Only an exact repetition of the entries will do.

━━ DATA FOR THIS EXERCISE

PR #372, opened 2018-02-27
Fix ExtractUmisFromBam when only one read has a UMI in it.

tfenne:
The code as it was previously would write a UMI with a trailing `-` in it in the new test.  This is because, when giving a single tag it would create `molecularIndexTags1` and `molecularIndexTags2` as `Seq(tag)`, and then compute an empty-string as the molecular barcode for the second read.

I think what I've done is a little clearer up front, but you can be the judge of that!

### DIFF
--- a/src/test/scala/com/fulcrumgenomics/umi/ExtractUmisFromBamTest.scala
+++ b/src/test/scala/com/fulcrumgenomics/umi/ExtractUmisFromBamTest.scala
@@ -29,6 +29,7 @@ import com.fulcrumgenomics.bam.api.{SamRecord, SamWriter}
 import com.fulcrumgenomics.sopt.cmdline.ValidationException
 import com.fulcrumgenomics.testing.{SamBuilder, UnitSpec}
 import com.fulcrumgenomics.util.ReadStructure
+import htsjdk.samtools.SAMRecord
 import org.scalatest.OptionValues
 
 /**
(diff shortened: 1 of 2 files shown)


src/test/scala/com/fulcrumgenomics/umi/ExtractUmisFromBamTest.scala
```diff
@@ -29,6 +29,7 @@ import com.fulcrumgenomics.bam.api.{SamRecord, SamWriter}
 import com.fulcrumgenomics.sopt.cmdline.ValidationException
 import com.fulcrumgenomics.testing.{SamBuilder, UnitSpec}
 import com.fulcrumgenomics.util.ReadStructure
+import htsjdk.samtools.SAMRecord
```
nh13: I don't think we need this.

src/test/scala/com/fulcrumgenomics/umi/ExtractUmisFromBamTest.scala
```diff
@@ -383,6 +384,23 @@ class ExtractUmisFromBamTest extends UnitSpec with OptionValues {
...
+
+    new ExtractUmisFromBam(input=builder.toTempFile(), output=output, readStructure=Seq("8M+T", "+T"), molecularIndexTags=Seq("A1")).execute()
+    val recs = readBamRecs(output)
+    recs should have size 2
+    val r1Out = recs.find(_.firstOfPair).getOrElse(fail("Couldnt find R1 in the output"))
+    val r2Out = recs.find(_.secondOfPair).getOrElse(fail("Couldnt find R2 in the output"))
+    r1Out.length shouldBe 42
+    r2Out.length shouldBe 50
+    r1Out.get("A1") shouldBe Some(umi)
+    r2Out.get("A1") shouldBe Some(umi)
```
nh13: I'd prefer mixing in scala test `OptionValues` into the test class and then using:
```
r1Out.get("A1").value shouldBe umi
r2Out.get("A1").value shouldBe umi
```

I find using `.value` when we expect the `Option` to be defined to present a clearer error message when the test fails.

━━━━

** TASK RESPONSE **
PR #372, opened 2018-02-27
Fix ExtractUmisFromBam when only one read has a UMI in it.

tfenne:
The code as it was previously would write a UMI with a trailing `-` in it in the new test.  This is because, when giving a single tag it would create `molecularIndexTags1` and `molecularIndexTags2` as `Seq(tag)`, and then compute an empty-string as the molecular barcode for the second read.

I think what I've done is a little clearer up front, but you can be the judge of that!

### DIFF
--- a/src/test/scala/com/fulcrumgenomics/umi/ExtractUmisFromBamTest.scala
+++ b/src/test/scala/com/fulcrumgenomics/umi/ExtractUmisFromBamTest.scala
@@ -29,6 +29,7 @@ import com.fulcrumgenomics.bam.api.{SamRecord, SamWriter}
 import com.fulcrumgenomics.sopt.cmdline.ValidationException
 import com.fulcrumgenomics.testing.{SamBuilder, UnitSpec}
 import com.fulcrumgenomics.util.ReadStructure
+import htsjdk.samtools.SAMRecord
 import org.scalatest.OptionValues
 
 /**
(diff shortened: 1 of 2 files shown)


src/test/scala/com/fulcrumgenomics/umi/ExtractUmisFromBamTest.scala
```diff
@@ -29,6 +29,7 @@ import com.fulcrumgenomics.bam.api.{SamRecord, SamWriter}
 import com.fulcrumgenomics.sopt.cmdline.ValidationException
 import com.fulcrumgenomics.testing.{SamBuilder, UnitSpec}
 import com.fulcrumgenomics.util.ReadStructure
+import htsjdk.samtools.SAMRecord
```
nh13: I don't think we need this.

src/test/scala/com/fulcrumgenomics/umi/ExtractUmisFromBamTest.scala
```diff
@@ -383,6 +384,23 @@ class ExtractUmisFromBamTest extends UnitSpec with OptionValues {
...
+
+    new ExtractUmisFromBam(input=builder.toTempFile(), output=output, readStructure=Seq("8M+T", "+T"), molecularIndexTags=Seq("A1")).execute()
+    val recs = readBamRecs(output)
+    recs should have size 2
+    val r1Out = recs.find(_.firstOfPair).getOrElse(fail("Couldnt find R1 in the output"))
+    val r2Out = recs.find(_.secondOfPair).getOrElse(fail("Couldnt find R2 in the output"))
+    r1Out.length shouldBe 42
+    r2Out.length shouldBe 50
+    r1Out.get("A1") shouldBe Some(umi)
+    r2Out.get("A1") shouldBe Some(umi)
```
nh13: I'd prefer mixing in scala test `OptionValues` into the test class and then using:
```
r1Out.get("A1").value shouldBe umi
r2Out.get("A1").value shouldBe umi
```

I find using `.value` when we expect the `Option` to be defined to present a clearer error message when the test fails.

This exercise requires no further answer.